ASSIGNED TASK -> Once you find the line with "I have been" in the entries below, return exactly every line from it through the line with "The amount of".

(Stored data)
|---|

Issue #2464, opened 2022-07-14
Performance drop loading test suite


JFoederer:
I have been running some tests on RIDE version 2.0b2.dev11 and noted a significant performance drop when loading test suites. Opening a test suite consisting of approximately 2500 robot files previously took just seconds to load, now it takes more than 5 minutes.

The amount of keyword libraries also plays a role. There are some variations, but the majority uses a predefined set of approximately 50 keyword libraries, varying in size from a few to one hundred keywords each.

I am running on a Windows 10 machine, Intel i7 with 16GB RAM, no other load on the system. Python 3.8.7 and Robot framework 5.0.1.

I haven't been able to keep up with recent updates, so I can't really give an estimate on when the performance regression was introduced.

HelioGuilherme66:
@JFoederer I have some ideas where the problem may be. I would like for to try to generate sample data, with similar conditions of your test suites. For that, we have a script that you can call. Here is some help:
```
invoke generate-big-project --help
Usage: inv[oke] [--core-opts] generate-big-project [--options] [other tasks here ...]

Docstring:
  Generate big test data project to help perf testing.

Options:
  -a STRING, --args=STRING
  -i, --install
  -u, --upgrade


C:\GitHub\RIDE>invoke generate-big-project
rfgen: Running under Python 3
Test project is created into directory (option 'd'): .\tmp\testdir
Generating test project with following settings
    5 test libraries (option 'l')
    10 keywords per test library (option 'k')
    1 test suites (option 's')
    10 tests per test suite (option 't')
    3 test steps per test case (option 'e')
    1 resource files (option 'f')
    0 external resource files (option 'g')
    30 resources per resource file (option 'r')

    Seed was 1657788693
    
```
I you create one, please post here the command you used (preferably with a  fixed  random seed). then we can benchmark with it.
Thanks.

JFoederer:
That looks like a very useful tool!
What is the syntax for passing the options? It keeps telling me it doesn't know any of the options.

HelioGuilherme66:
Sorry, I did tried today but seems that it is not working. I suspect changes on argsparser module.

axiom41:
Hi all... Maybe i'm wrong but as far as i could see, the performance degradation when loading the test suites is related to the indentation problems (issue #2460), because RIDE (starting from 2.0b2.dev11) is adding the extra spaces since the suite loading, even without making any change. The more test suites/test cases you have, the more you have to wait for RIDE to add such spaces.
[...]

Issue #2423, opened 2021-11-03
RIDE freezes on every action when large number of variables are imported from file


amitlohar:
In out project, we import variables from 3 different files. Total count of these variables is around **2900**.
We have a main master resource file in which we declare what all is to be imported.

|---|

SOLVED EXERCISE ->
I have been running some tests on RIDE version 2.0b2.dev11 and noted a significant performance drop when loading test suites. Opening a test suite consisting of approximately 2500 robot files previously took just seconds to load, now it takes more than 5 minutes.

The amount of keyword libraries also plays a role. There are some variations, but the majority uses a predefined set of approximately 50 keyword libraries, varying in size from a few to one hundred keywords each.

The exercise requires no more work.